_Activity_
Please filter the entries and return only the lines that include "init".

───── Exercise material ─────

PR #716, opened 2016-11-09
[baxtereus] add moveit in baxter-interface

knorth55:
it succeeded in both simulation and real world. 
in simulation https://drive.google.com/open?id=0B5DV6gwLHtyJVEc4SnhxTjVzOG8
In real robot https://drive.google.com/open?id=0B5DV6gwLHtyJR0hpaDBoWVFMeE0

### DIFF
--- a/jsk_baxter_robot/baxtereus/baxter-interface.l
+++ b/jsk_baxter_robot/baxtereus/baxter-interface.l
@@ -1,4 +1,4 @@
-(load "package://pr2eus/robot-interface.l")
+(require "package://pr2eus_moveit/euslisp/robot-moveit.l")
 (require :baxter "package://baxtereus//baxter-util.l")
 (load "package://pr2eus/speak.l")
 (ros::load-ros-manifest "control_msgs")
@@ -11,7 +11,7 @@
 (defclass baxter-interface
   :super robot-interface
   :slots (gripper-sequence-id right-gripper-action left-gripper-action
-			      right-gripper-type left-gripper-type))
+			      right-gripper-type left-gripper-type moveit-robot))
 (defmethod baxter-interface
   (:init (&rest args)
    (prog1 (send-super* :init :robot baxter-robot :joint-states-topic "/robot/joint_states" :groupname "baxter_interface" args)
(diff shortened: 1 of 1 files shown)


jsk_baxter_robot/baxtereus/baxter-interface.l
```diff
@@ -9,9 +9,9 @@
 (defvar *wait-for-suction* 5000000)
 
 (defclass baxter-interface
-  :super robot-interface
+  :super robot-move-base-interface
```
k-okada: you do not have to use move-base-interface, that is for mobile robot

knorth55: thank you

knorth55:
fixed

k-okada:
do you need to override :angle-vector? if so we need to fix #719 too
https://github.com/jsk-ros-pkg/jsk_robot/blob/master/jsk_fetch_robot/fetcheus/fetch-interface.l#L26-L28

knorth55:
i read fetcheus and it does as below.

overriding `:angle-vector-motion-plan` -> `angle-vector`,
and renaming
`angle-vector` -> `angle-vector-raw`
`angle-vector-sequence` -> `angle-vector-sequence-raw`

i thought we need to be very careful to do so because exisiting programs may not work.
but, in future, `angle-vector-motion-plan` should be mainstream and `angle-vector-raw` be an option.
Therefore, i want to override the method.
@pazeshun what do you think?

pazeshun:
@knorth55
I agree with you. If we don't override, our followers may be confused.

knorth55:
Overriding methods #721

k-okada:
instead of changing code like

─────

_Completed exercise_
   (:init (&rest args)
    (prog1 (send-super* :init :robot baxter-robot :joint-states-topic "/robot/joint_states" :groupname "baxter_interface" args)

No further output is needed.